Reinforcement Learning Sandbox
AI Snake Lab is an interactive reinforcement learning sandbox for experimenting with AI agents in a classic Snake Game environment — featuring a live Textual TUI interface, flexible replay memory database, and modular model definitions.
Component | Description |
---|---|
Python 3.11+ | Core language |
Textual | Terminal UI framework |
SQLite3 | Lightweight replay memory + experiment store |
PyTorch (optional) | Deep learning backend for models |
Plotext / Matplotlib | Visualization tools |
The Dynamic Training checkbox implements an increasing amount of long training that is executed at the end of each epoch. The AIAgent:train_long_memory()
code is run an increasing number of times at the end of each epoch as the total number of epochs increases to a maximum of MAX_ADAPTIVE_TRAINING_LOOPS
, which is currently 16
according to the calculation shown below:
if self.dynamic_training():
loops = max(
1, min(self.epoch() // 250, DAIAgent.MAX_DYNAMIC_TRAINING_LOOPS)
)
else:
loops = 1
while loops > 0:
loops -= 1
self.train_long_memory()
The Epsilon N class, inspired by Richard Sutton’s The Bitter Lesson, is a drop-in replacement for the traditional Epsilon Greedy algorithm. It instantiates a traditional Epsilon Greedy instance for each score. For example, when the AI has a score of 7, an Epsilon Greedy instance at self._epsilons[7]
is used.
The screenshot below shows the Highscores plot with the traditional, single instance Epsilon Greedy algorithm and with Dynamic Training enabled. The single-instance epsilon algorithm quickly converges but shows uneven progress. The abrupt jumps in the high score line indicate that exploration declines before the AI fully masters each stage of play.
The next screenshot shows the Highscores plot without Dynamic Training enabled and with the Epsilon N being used. By maintaining a separate epsilon for each score level, Epsilon N sustains exploration locally. This results in a smoother, more linear high-score curve as the AI consolidates learning at each stage before progressing.
As shown above, the traditional Epsilon Greedy approach leads to slower improvement, with the highscore curve flattening early. By contrast, Epsilon N maintains steady progress as the AI masters each score level independently.
This project is on PyPI. You can install the AI Snake Lab software using pip
.
python3 -m venv snake_venv
. snake_venv/bin/activate
After you have activated your venv environment:
pip install ai-snake-lab
From within your venv environment:
ai-snake-lab
Because the simulation runs in a Textual TUI, terminal resizing and plot redraws can subtly affect the simulation timing. As a result, highscore achievements may appear at slightly different game numbers across runs. This behavior is expected and does not indicate a bug in the AI logic.

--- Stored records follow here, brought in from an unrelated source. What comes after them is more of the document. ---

PR #235, opened 2015-07-29
BUG: Selection of LUT broken with qt backend.

### LINKED ISSUE #147: On large hi-res screen on Mac, LUT color picker mis-identifies palette selection
User report. On MacPro with two AMD FirePro D500 graphics cards and two Thunderbolt displays with 2560 x 1440 resolution. Scalar LUT manager chosen, 256 colors, 60 palettes shown (plus one "binary file"). In most cases when a palette is clicked, a different palette (usually but not always to the right of the one clicked) is actually chosen and used. Video available.

prabhuramachandran:
With the qt backend it is impossible to select the right `lut_mode`.
This fixes the problem and fixes #147.

### DIFF
--- a/mayavi/core/ui/lut_manager.py
+++ b/mayavi/core/ui/lut_manager.py
@@ -18,15 +18,13 @@ from traitsui.api \
 from mayavi.core.lut_manager import lut_mode_list, \
             lut_image_dir
 
-if ETSConfig.toolkit == 'qt4':
-    lut_cols = 1
-else:
-    lut_cols = 6
+def _number_of_lut_cols():
+    return 1 if ETSConfig.toolkit == 'qt4' else 6
 
 # The view of the LUT Manager object.
 view = View(Group(Item(name='lut_mode',
                        editor=ImageEnumEditor(values=lut_mode_list(),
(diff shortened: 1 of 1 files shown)


mayavi/core/ui/lut_manager.py
```diff
@@ -9,19 +9,24 @@
...
+# Copyright (c) 2005-2015, Enthought, Inc.
 # License: BSD Style.
 
+from traits.etsconfig.api import ETSConfig
 from traitsui.api \
     import Item, Group, View, ImageEnumEditor, InstanceEditor, HGroup
 from mayavi.core.lut_manager import lut_mode_list, \
             lut_image_dir
 
+if ETSConfig.toolkit == 'qt4':
```
dmsurti: Can't this be `lut_cols()` similar to `lut_mode_list()`. Makes it consistent.

dmsurti: With lut_cols as a function, writing a test should also be easy I guess.

prabhuramachandran:
Updated as per comments.  Thanks.

PR #237, opened 2015-08-10
Remove redefined trait from scene model 

dmsurti:
Based on @prabhuramachandran  comment for PR #231, remove redefined light manager trait from scene model, which is not necessary. This was added when `closed` event was used to remove ref cycles.


itziakos:
:+1:

prabhuramachandran:
Thanks, LGTM. :+1:

PR #238, opened 2015-08-11
Changes for the 4.4.3 release

dmsurti:
1. Bump up the version number.
2. Update the change log.

### DIFF
--- a/docs/CHANGES.txt
+++ b/docs/CHANGES.txt
@@ -40,9 +40,6 @@ Fixes
     - Fix TVTK wrapper to update number of cells when a cell is inserted in a
       VTK cell array
 
-20 Jul 2015 (IT)
-    - Download wx sources for CI from release files on github
-
 15 Jul 2015 (DS)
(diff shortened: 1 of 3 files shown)


docs/CHANGES.txt
```diff
@@ -1,3 +1,54 @@
...
+
+22 Jul 2015 (IT)
+    - Update the docs with known bugs, issues list and describe the PR
+      workflow on github for development and documentation.
+
+20 Jul 2015 (DS)
+    - Fix TVTK wrapper to update number of cells when a cell is inserted in a
+      VTK cell array
+
+20 Jul 2015 (IT)
```
itziakos: This change is obsolete since we now use wx-tools in travis-ci, I do not think we need to add this update.

itziakos:
On small comment apart from that :+1:

prabhuramachandran:
Yes, agree with @itziakos , otherwise LGTM.

prabhuramachandran:
:+1:

PR #239, opened 2015-08-11
Updated docs for 4.4.3 release

dmsurti:
The updated docs for the next Mayavi release 4.4.3.


itziakos:
PR looks ok. 

The only strange thing is that gh-pages contains a copy of the actuall mayavi source code which as far as I know is uncommon for gh-pages (see https://github.com/enthought/chaco/tree/gh-pages), but this can be discussed offline and does not block the current release.

dmsurti:
This is ready for merge.

PR #249, opened 2015-09-08
Ensure cutter is updated when cut plane is changed.

### LINKED ISSUE #164: cut plane doesn't update when the plane is changed by GUI
Here is the code:

```
import numpy as np
from mayavi import mlab

field = mlab.pipeline.scalar_field(s)
mlab.pipeline.volume(field, vmin=1.5, vmax=10)
cut = mlab.pipeline.scalar_cut_plane(field.children[0], plane_orientation="y_axes")
cut.enable_contours = True
cut.contour.number_of_contours = 40
mlab.gcf().scene.background = (0.8, 0.8, 0.8)
mlab.show()
```
cut_plane

To fix this I need to add following code to the `Cutter` class in components/cutter.py:

```
def _cut_function_changed(self):
    self.cutter.cut_function.on_trait_change(self.cutter.update, "normal, origin")
```

dmsurti:
Fixes #164.

1. The implicit plane fires `pipeline_changed` which ensures `cutter` is updated.
2. Unit test to test with both structured and unstructured data that cutter output changes when cut plane normal/origin is changed.
3. Integration test.

### DIFF
--- a/mayavi/components/implicit_plane.py
+++ b/mayavi/components/implicit_plane.py
@@ -149,15 +149,18 @@ class ImplicitPlane(Component):
     ######################################################################
     def _get_normal(self):
         return self.widget.normal
+
     def _set_normal(self, value):
         w = self.widget
         old = w.normal
         w.normal = value
         self.trait_property_changed('normal', old, value)
         self.update_plane()
+        self.pipeline_changed = True
 
     def _get_origin(self):
         return self.widget.origin
+
     def _set_origin(self, value):
         # Ugly, but needed.
         w = tvtk.to_vtk(self.widget)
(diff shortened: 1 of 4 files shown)


mayavi/components/implicit_plane.py
```diff
@@ -149,15 +149,18 @@ def update_plane(self):
...
     def _get_normal(self):
         return self.widget.normal
+
     def _set_normal(self, value):
         w = self.widget
         old = w.normal
         w.normal = value
         self.trait_property_changed('normal', old, value)
         self.update_plane()
+        self.pipeline_changed = True
```
prabhuramachandran: Now that you have some tests, it may be good to see if there is a less performance intense approach to fix this.  A pipeline change is costly as it flushes everything downstream, i.e. all connections are re-made.  A data_changed is cheaper but may not do the trick, perhaps an explicit update call somewhere may help, I am not sure but `pipeline_changed` is costly.

prabhuramachandran:
A better fix is being worked on and a PR will be sent soon, closing this for now.

PR #255, opened 2015-10-13
Bug #163 contour3d() shows only one contour with contours = N

### LINKED ISSUE #163: contour3d() shows only one contour with contours = N
Here is the code

```
import numpy as np
from mayavi import mlab


surface = mlab.contour3d(s, contours=4, transparent=True)

mlab.show()
```
There is only one contour in the scene:
contours

I checked the code and can fix the problem by modify the following function in mayavi/components/contour.py:

```
    def _do_auto_contours(self):
        if not self._has_input():
            return
        if self.auto_contours:
            minc, maxc = self.minimum_contour, self.maximum_contour
            self.contour_filter.generate_values(self.number_of_contours,
                                                min(minc, maxc),
                                                max(minc, maxc))
            self.contour_filter.update() #add this line
            self.data_changed = True
```

maheshpj:
Fixes #163 
1. When auto contour is True make sure contour filter is getting updated
2. Update contour unit test to check number of contour points before and after auto_contour is True
3. Update contour unit test to check contour values are within min_contour and max_contour values


dmsurti:
Closed by recent pipeline changes, #309.

PR #247, opened 2015-09-01
Update to VTK Version 6.3

dmsurti:
This PR tests Mayavi compatibility with VTK 6.3 official release.

PR #250, opened 2015-09-08
Python3 support

prabhuramachandran:
The aim of this PR is to solicit feedback and merge this early for those who want to cut themselves on the bleeding edge.  

This adds experimental Python3 support for Mayavi.  To use it one requires a recent version of apptools and envisage (by recent I mean that these PRs should be merged https://github.com/enthought/apptools/pull/54 and https://github.com/enthought/envisage/pull/61 ).

It requires the master branch of pyface. 

It will require the latest version of VTK from their git repository (https://gitlab.kitware.com/vtk/vtk) and a fresh build of VTK configured for Python3.  I have not bothered with travis CI support at this point due to the complexity of doing that.  These changes pass all current 2.7.x tests on travis so should be safe to merge.

## Status and known issues

 * The changes are compatible with Python 2.x and 3.x.  I have tested on 2.7.x and 3.4.x.

 * All the tvtk tests pass.

 * There are a couple of random failures in the mayavi tests.  These may be version specific issues but need more investigation.

 * The integration tests mostly run fine but blocks on exit (with PyQt) so if you run one of them you need to kill it to run the next.  This can be investigated later.

 * mlab works quite well.

 * The mayavi2 application itself has a few issues that seem pyface related and will be investigated later, notably the persistence of the workbench perspectives are not pickled/unpickled properly..

PR #269, opened 2015-12-08
Check for a `find` method of parsed VTK docstring

### LINKED ISSUE #261: Error in vtk_parses while installation on Mac OS X 10.9.5
HI,

I get the following error:
File "tvtk/vtk_parser.py", line 311, in get_method_signature
AttributeError: 'NoneType' object has no attribute 'find'

This happens both when I install from source or use macports. Easy-install also doens't work for me. Is there a way to fix it?

fish2000:
The VTK parser method `get_method_signature` now uses `hasattr()` to confirm that the `__doc__` attributes it is inspecting do in fact have valid string methods, prior to calling any of those methods.

This fixes #261 – a bug that, without this change, will persist for me when building mayavi on OS X (10.10 and 10.11) regardless of whether I apply PR #247 (q.v. http://git.io/vRS8E).

### DIFF
--- a/tvtk/vtk_parser.py
+++ b/tvtk/vtk_parser.py
@@ -308,6 +308,8 @@ class VTKMethodParser:
                 return None
         # Remove all the C++ function signatures.
         doc = method.__doc__
+        if not hasattr(doc, 'find'):
+            return None
         doc = doc[:doc.find('\n\n')]
         sig = []
         c_sig = [] # The C++ signature


prabhuramachandran:
I suspect this is no longer needed with master as I think I have fixed some of these issues in #250 that is now merged.  Please re-open if this is still an issue.

prabhuramachandran:
@fish2000 -- sorry about my lack of manners and thank you for the original PR!

fish2000:
@prabhuramachandran oh hey no problem, my pleasure – you are correct, the #250 merge did the trick. Thanks!

PR #278, opened 2016-01-21
Do not use get-pip or wheels when upgrading pip

itziakos:


dmsurti:
@itziakos LGTM. Thanks.

PR #284, opened 2016-02-04
make sure that the __file__ points to the srcipt file when running scripts

itziakos:
I recently faced a problem were running a script from Mayavi2 will mess-up the `__file__` attribute of the script. Using the `__file__` attribute is common for loading data so having the atrribute point to the right path is important.

The change is small and looks harmless, but I am not completely sure. I would also like ideas on how to test this.

@dmsurti  and @prabhuramachandran  please have a look


prabhuramachandran:
This seems fine to me.  Not sure this is used much at all so not sure it is worth any testing effort.  I am fine merging this as is and will do so.  Thanks.

PR #121, opened 2020-03-30
Add tests for shellsyntax for /bin/tcsh

sturivny:


dcantrell:
This one has merge conflicts for Dockerfile.test.

Also it looks like the tests failed due to tcsh syntax.

sturivny:
Fixed merge conflict.
What do you mean by `tests failed due to tcsh syntax`?

dcantrell:
The invalid_tcsh example script you provided is passing "tcsh -n".  I'm not sure why.  There may be an example script in the tcsh source code that is invalid.

dcantrell:
Here's an example:

```
#!/bin/tcsh
if [ $name != $user ) then
    echo "Your name isn't your username"
else
    echo "Your name is your username"
endif
```

If I save that to test.tcsh and run `tcsh -n test.tcsh`, I get:

```
$ tcsh -n test.tcsh 
Too many )'s.
```

And the exit code is non-zero.  The same type check can be used for csh.

sturivny:
So, I'll update PRs with a script that not passed `tcsh -n`.
Thanks for the explanation.

sturivny:
Done

PR #162, opened 2020-07-09
ci: Add ShellCheck to lint shell scripts

jeremycline:
ShellCheck[0] is a great linting tool for shell scripts and catches a
number of common problems.

[0] https://www.shellcheck.net/

### DIFF
--- a/.github/workflows/ci-shell-style.yml
+++ b/.github/workflows/ci-shell-style.yml
@@ -1,0 +1,17 @@
+name: Shell Style Checks
+
+on:
+    push:
+        branches: [master]
+    pull_request:
+        branches: [master]
+
+jobs:
+    shellcheck:
+        runs-on: ubuntu-latest
+        # Ubuntu's ShellCheck is old enough to not have --severity
+        container: fedora:latest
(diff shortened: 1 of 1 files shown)


jeremycline:
> This looks good, with two comments:
> 
>     * Can you make the name something like "Shell Script Style"

I was planning to stash all the style-related checks in there, but I'm happy to have them each in individual files if you'd prefer that. It's just a bit more boilerplate for each check.

> 
>     * Please use 4 space indentation in yaml files.  I can't read it otherwise.  I'm old.
> 

Happy to do so

dcantrell:
> > This looks good, with two comments:
> > ```
> > * Can you make the name something like "Shell Script Style"
> > ```
> 
> I was planning to stash all the style-related checks in there, but I'm happy to have them each in individual files if you'd prefer that. It's just a bit more boilerplate for each check.

I'd prefer to break each one in to a separate action.

> > ```
> > * Please use 4 space indentation in yaml files.  I can't read it otherwise.  I'm old.
> > ```
> 
> Happy to do so

Thanks.

PR #164, opened 2020-07-10
Style the Python code with Black

jeremycline:
This is a large commit, which is unfortunate for review, but its advantage is only one commit needs to be added to the revision ignore list for blame.

### DIFF
--- a/.git-blame-ignore-revs
+++ b/.git-blame-ignore-revs
@@ -1,0 +1,2 @@
+# Migrate Python code to Black
+4a192214ab27722af0f63cd86328ea25665c5146
--- a/contrib/report-json2html.py
+++ b/contrib/report-json2html.py
@@ -75,12 +75,12 @@ def load_json_report(path):
     return data
 
 
-if __name__ == '__main__':
+if __name__ == "__main__":
     if len(sys.argv) < 2:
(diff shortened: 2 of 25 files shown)


.git-blame-ignore-revs
```diff
@@ -0,0 +1,2 @@
+# Migrate Python code to Black
```
dcantrell, line 1: What does this file do?

jeremycline: I left a note in the commit that formats the code on usage, you can pass it to git-blame so it ignores that particular commit. This way, if you're blame'ing around and it points at the reformat commit, you can look at that, get instructions on how to ignore it, and continue looking at blame info as if the commit never existed. Git documentation is https://git-scm.com/docs/git-blame#Documentation/git-blame.txt---ignore-revs-fileltfilegt

dcantrell: OK, got it.  Nice.  Never used that functionality on git blame.

jeremycline:
Yeah, I'm definitely not a fan of some of its style choices, but as much as I dislike them I dislike correcting people's style even more. Telling contributors to just add a pre-commit hook or similar is worth it.

PR #167, opened 2020-07-13
Upload coverage report to codecov

jeremycline:
codecov provides a nice online code coverage tracker (with a badge!) so
that code coverage can be tracked over time and examined from the
browser. All that's necessary to enable this add the upload token[0] to
the repository secrets (Settings -> Secrets) with the name CODECOV_TOKEN

[0] https://codecov.io/gh/rpminspect/rpminspect/

An example report: https://codecov.io/gh/jeremycline/rpminspect/tree/c4866f0848cbf5516b17c6e9415e56ec9cbb503e

### DIFF
--- a/.github/.codecov.yml
+++ b/.github/.codecov.yml
@@ -1,0 +1,3 @@
+ignore:
+  - "test/"
+  - "build/"
--- a/.github/workflows/ci.yml
+++ b/.github/workflows/ci.yml
@@ -42,7 +42,9 @@ jobs:
             # Generate code coverage reports (requires
             # -Db_coverage=true on 'meson setup')
             - name: coverage
-              run: ninja -C build coverage
+              run: |
+                  ninja -C build coverage
+                  curl -s https://codecov.io/bash | bash
 
     ubuntu:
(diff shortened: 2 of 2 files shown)


dcantrell:
Ahh, very cool.  So I was trying to get it to upload to coveralls.something because that's what was previously maybe happening.  I don't know much about these code coverage reporting sites, but I wanted it working.  Coveralls appeared to take a dump all over whatever I tried to do so I gave up hoping that someone else would fix it.  And that happened!  Thanks!

jeremycline:
I've mostly used codecov although I think the feature sets are about the same. It's worth noting I've had codecov produce some... odd results on occasion (typically due to a combination of merging coverage reports combined with slow/failing CI), but it mostly works. I also just noticed that they've got a GitHub Action (https://github.com/marketplace/actions/codecov) so if the bash uploader starts causing problems that might be something to look at.

Finally, it's possible to have it comment with the coverage report of PRs and add coverage requirements to the list of PR checks, if you're so inclined. IIRC you need to install https://github.com/marketplace/codecov so it has permissions to comment and so on.

PR #168, opened 2020-07-14
Tidy up the test base classes

jeremycline:
While skimming through the test interface to figure out what's required to implement a test, there were a few oddities that made me jump around the code a bit more than is strictly necessary. These changes are strictly equivalent, but somewhat more (in my opinion) idiomatic and clear.


dcantrell:
Very nice, thank you.  I see you are wading through my "traceback driven development" coding style.  Thanks for fixing this stuff up.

If you have a requirement to make simulation runs repeatable, drop me a note and I can implement a headless mode where the simulation runs in a separate process outside of Textual.
The original code for this project was based on a YouTube tutorial, Python + PyTorch + Pygame Reinforcement Learning – Train an AI to Play Snake by Patrick Loeber. You can access his original code here on GitHub. Thank you Patrick!!! You are amazing!!!! This project is a port of the pygame and matplotlib solution.
Thanks also go out to Will McGugan and the Textual team. Textual is an amazing framework. Talk about Rapid Application Development. Porting this from a Pygame and MatPlotLib solution to Textual took less than a day.
Creating an artificial intelligence agent, letting it loose and watching how it performs is an amazing process. It’s not unlike having children, except on a much, much, much smaller scale, at least today! Watching the AI driven Snake Game is mesmerizing. I’m constantly thinking of ways I could improve it. I credit Patrick Loeber for giving me a fun project to explore the AI space.
Much of my career has been as a Linux Systems administrator. My comfort zone is on the command line. I’ve never worked as a programmer and certainly not as a front end developer. Textual, as a framework for building rich Terminal User Interfaces is exactly my speed and when I saw Dolphie, I was blown away. Built-in, real-time plots of MySQL metrics: Amazing!
Richard S. Sutton is also an inspiration to me. His thoughts on Reinforcement Learning are a slow motion revolution. His criticisms of the existing AI landscape with it’s focus on engineering a specific AI to do a specific task and then considering the job done is spot on. His vision for an AI agent that does continuous, non-linear learning remains the next frontier on the path to General Artificial Intelligence.